サッカーは無数のディテール(詳細)であふれている。サッカージャーナリスト大住良之による、重箱の隅をつつくような、「超マ…

 サッカーは無数のディテール(詳細)であふれている。サッカージャーナリスト大住良之による、重箱の隅をつつくような、「超マニアックコラム」。今回は、忙しかった正月の記憶。

■7回目の「元日開催」

 年末の訪れとともに寒波がやってきた。12月26日、東京は朝から北西の風が強く、昼過ぎから気温が急速に下がって夕方には5度を切った。まさに「身を切るような寒さ」だった。そして日本海側から関東北部の山間部にかけて急激に雪が積もり、群馬県の関越自動車道ではトラックのスリップをきっかけに67台もの車が追突するという大事故まで発生した。

 その寒さの中、思い出したのが、私が『サッカー・マガジン』の編集スタッフになって2年、1975年の1月の寒さだった。

『サッカー・マガジン』にとって、この正月はなかなかの忙しさだった。元日には東京の国立競技場で恒例(といっても7回目だった)の天皇杯決勝があった。「ヤンマーディーゼル(現在のセレッソ大阪)×永大産業」というフレッシュな顔合わせとなったが、1-1で迎えた後半22分、吉村ネルソンからパスを受けた釜本邦茂がゴール右の角度のないところからGKの頭上を破る豪快なシュートを決め、ヤンマーが2回目の優勝、そして日本サッカーリーグ(JSL)との2冠に導いた。

 高校選手権は1月3日に開幕するのだが、当時はまだ関西で開催されており、その担当は毎年京都出身の先輩ということになっていた。だから私はこたつに入ってテレビで試合を見るだけだった。

■「皇帝がやって来る!」

 ところが、この年の正月にはとんでもないビッグイベントが待ち構えていた。「こたつで高校サッカー」どころではない。バイエルン・ミュンヘンの来日である。前年の1974年ワールドカップで優勝した西ドイツ代表チームの中核選手たちが所属するクラブ。中でも西ドイツ代表の主将であり、「皇帝」のニックネームをほしいままにしたフランツ・ベッケンバウアーは、オランダのヨハン・クライフと並んで当時世界最高の選手だった。

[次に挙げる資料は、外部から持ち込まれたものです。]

PR #73, opened 2021-03-12
feat: enforcement

axle-h:


src/main/kotlin/uk/gov/justice/digital/hmpps/deliusapi/service/contact/ContactService.kt
```diff
@@ -87,6 +90,15 @@ class ContactService(
     entity.description = request.description
     entity.notes = getNotes(entity.notes, request.notes)
 
+    if (request.enforcement != entity.enforcements.getOrNull(0)?.action?.code) {
```
electrified, line 93: Wondering about this check where it only gets the first enforcement from the collection - should it check if any of the enforcements match?

src/main/kotlin/uk/gov/justice/digital/hmpps/deliusapi/service/extensions/ContactExtensions.kt
```diff
@@ -0,0 +1,28 @@
...
+import java.time.Duration
+
+fun Contact.getDuration(): Duration {
+  if (startTime != null && endTime != null) {
+    return Duration.between(startTime, endTime)
+  }
+  return Duration.ZERO
+}
+
+fun Contact.updateOutcome(value: ContactOutcomeType?) {
```
electrified, line 16: Where is this called from?

src/test/kotlin/uk/gov/justice/digital/hmpps/deliusapi/service/contact/CreateContactTest.kt
```diff
@@ -43,6 +43,7 @@ class CreateContactTest : ContactServiceTestBase() {
       .hasProperty(Contact::offender, offender)
       .hasProperty(Contact::type, type)
       .hasProperty(Contact::outcome, outcome)
+      .hasProperty(Contact::enforcements, listOf(enforcement))
```
electrified, line 46: Add the other new contact fields into here too?

src/main/kotlin/uk/gov/justice/digital/hmpps/deliusapi/service/extensions/ContactExtensions.kt
```diff
@@ -0,0 +1,28 @@
...
+  outcome = value
+  attended = value?.attendance
+  complied = value?.compliantAcceptable
+
+  // If offender has complied and attended (outcome is acceptable) then set any hours credited
+  if (type.recordedHoursCredited && attended == true && complied == true) {
```
electrified, line 22: Feel like we should have an explicit test covering this logic?

src/main/resources/db/data/V1__reference_data/V1_1__base_reference_data.sql
```diff
@@ -37245,6 +37245,7 @@ INSERT INTO R_ENFORCEMENT_ACTION (ENFORCEMENT_ACTION_ID, CODE, DESCRIPTION, SELE
...
 INSERT INTO R_ENFORCEMENT_ACTION (ENFORCEMENT_ACTION_ID, CODE, DESCRIPTION, SELECTABLE, CONTACT_TYPE_ID, OUTSTANDING_CONTACT_ACTION, CREATED_BY_USER_ID, ROW_VERSION, LAST_UPDATED_USER_ID, CREATED_DATETIME, LAST_UPDATED_DATETIME, TRAINING_SESSION_ID, RESPONSE_BY_PERIOD, SPG_OVERRIDE) VALUES (2500001531, 'LC03', 'Alternative to Recall Letter Sent (Pilot Only)', 'Y', 2500034731, 'Y', 1, 3, 1, TO_DATE('2019-05-09 21:46:31', 'YYYY-MM-DD HH24:MI:SS'), TO_DATE('2019-05-10 23:25:47', 'YYYY-MM-DD HH24:MI:SS'), null, null, null);
+INSERT INTO R_ENFORCEMENT_ACTION (ENFORCEMENT_ACTION_ID, CODE, DESCRIPTION, SELECTABLE, CONTACT_TYPE_ID, OUTSTANDING_CONTACT_ACTION, CREATED_BY_USER_ID, ROW_VERSION, LAST_UPDATED_USER_ID, CREATED_DATETIME, LAST_UPDATED_DATETIME, TRAINING_SESSION_ID, RESPONSE_BY_PERIOD, SPG_OVERRIDE) VALUES (2500001532, 'ROM', 'Refer to Offender Manager', 'Y', 658, 'Y', 1, 7, 1, '2013-02-05 10:08:52', '2019-05-10 23:25:47', null, 7, 0);
```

 ベッケンバウアーだけではない。ワールドカップ決勝戦で決勝ゴールを挙げ、その晩に西ドイツ代表からの引退を宣言したゲルト・ミュラー、世界一のGKゼップ・マイアーなど、バイエルンは信じ難いほどのスターぞろいだった。

 後に世界的なスーパースターとなるカールハインツ・ルンメニゲはこのとき19歳。バイエルンではほとんど1軍の試合に出場した経験はなかったが、スピードがあるのを買われ、将来性を期待されてこの遠征に連れてこられていた。日本に向けて出発しようとしたミュンヘン空港で、そのルンメニゲがベテラン選手から「お前、誰?」と聞かれたという話も伝わっていた。

■費用は「現在の1億円」相当

 バイエルンは1月4日朝に羽田空港に降り立つと、寒風をついてその夕刻に代々木公園内の「織田フィールド」で汗を流し、翌5日とその2日後の7日に国立競技場で日本代表と2試合をこなすと、その晩にミュンヘンに向かって飛び去った。試合はいずれも1-0でバイエルンの勝利だった。この2試合でバイエルンに支払われたギャラは、『サッカー・マガジン』3月号で牛木素吉郎さんが書いた記事によれば3000万円だったという。現在の価値に直して1億円ほどだっただろうか。

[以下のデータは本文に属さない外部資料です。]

PR #75, opened 2021-03-16
feat: enforcement action system contact

axle-h:


src/main/kotlin/uk/gov/justice/digital/hmpps/deliusapi/entity/AuditedInteraction.kt
```diff
@@ -13,7 +13,7 @@ import javax.persistence.Table
 
 @Entity
 @Table(name = "AUDITED_INTERACTION")
-data class AuditedInteraction(
+class AuditedInteraction(
```
electrified, line 16: Reading up on it, I don't think this is a bad change. The implementation of equals/hashcode data classes provide aren't how you're supposed to implement them for JPA, so I don't think we've lost much tbh.

src/main/kotlin/uk/gov/justice/digital/hmpps/deliusapi/entity/Contact.kt
```diff
@@ -128,15 +128,21 @@ data class Contact(
   @Column(name = "TRUST_PROVIDER_FLAG", nullable = false)
   var trustProviderFlag: Long = 0,
 
+  /**
+   * TODO set this from configuration
+   */
   @Column(name = "STAFF_EMPLOYEE_ID", nullable = false)
-  var staffEmployeeId: Long = 0,
+  var staffEmployeeId: Long = 1,
```
electrified, line 135: I'm going to create a ticket to mop up these hardcoded bits... think we should tackle it soon.

electrified (approved):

 そして『サッカー・マガジン』は、あろうことか、この2試合の速報を、1月13日発売の「2月号」に巻頭カラーから全30ページを割いて大特集したのである。通常の年であれば、元日の天皇杯決勝を速報するのが精いっぱいだった。当時の正月は3日までまったく仕事は始まらない。その中で元日の夜にカラーフィルム現像所に特別出勤してもらい、2日と3日で編集作業をして入稿し、4日に仕事を始める印刷所に入稿して、発売日にぎりぎり間に合うという日程だった。それを7日の試合まで入れるというのである。印刷所も大変だっただろうが、編集部もフル稼働だった。

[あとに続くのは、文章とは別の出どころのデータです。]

PR #84, opened 2021-03-24
DAPI-53 Implement transactions

electrified:


src/main/kotlin/uk/gov/justice/digital/hmpps/deliusapi/advice/AuditableAspect.kt
```diff
@@ -17,6 +19,7 @@ annotation class Auditable(val interaction: AuditableInteraction)
 
 @Aspect
 @Component
+@Order(Ordered.LOWEST_PRECEDENCE - 1)
```
electrified, line 22: By default the transaction runs at the lowest precedence.

Running at one higher means our audit stuff runs before the transaction on the way in, and after on the way out.

The could be any value lower than Integer.MAX_VALUE (Ordered.LOWEST_PRECEDENCE) and would work

marcus-bcl (approved):

src/main/kotlin/uk/gov/justice/digital/hmpps/deliusapi/advice/AuditableAspect.kt
marcus-bcl: Nice. Is it worth adding that as a comment in the code?

axle-h (approved):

 ベッケンバウアーの「独占インタビュー」も敢行した。1月5日、第1戦の後の夕刻、宿舎の東京プリンスホテルに部屋を借りてのインタビューである。ベッケンバウアーから許されたのはわずか30分間。通訳をしているヒマなどないから、『サッカー・マガジン』でドイツ語の翻訳をしてくれていた東田龍男さんに質問項目を渡し、矢継ぎ早に質問して答えてもらうという形をとって4ページの記事をつくった。

■ベッケンバウアー < アイドル

 私は企画担当者としてその場に同席し、インタビューが終わった後、ベッケンバウアーにお礼として大きな日本人形を贈る役割だった。東田さんや他のスタッフはインタビュー後にその場でベッケンバウアーにサインをもらっていた。私といえば、大のサッカーファンながら、『サッカー・マガジン』で仕事を始めた21歳のときから「サッカー選手からはサインをもらわない」という主義を貫いており、このときも握手したり、英語で短い会話はしたものの、それだけだった。

 ところが…。このインタビューが終わって部屋を撤収し、階下に降りようとエレベーターに乗ると、そこに小さな帽子を被った若い女の子が乗っていたのである。当時、人気絶頂の香港人(ということは英国国籍)アイドル、アグネス・チャンだった。私は思わず脇にかかえていた取材ノートの最終ページを出し、サインをねだっていたのであった。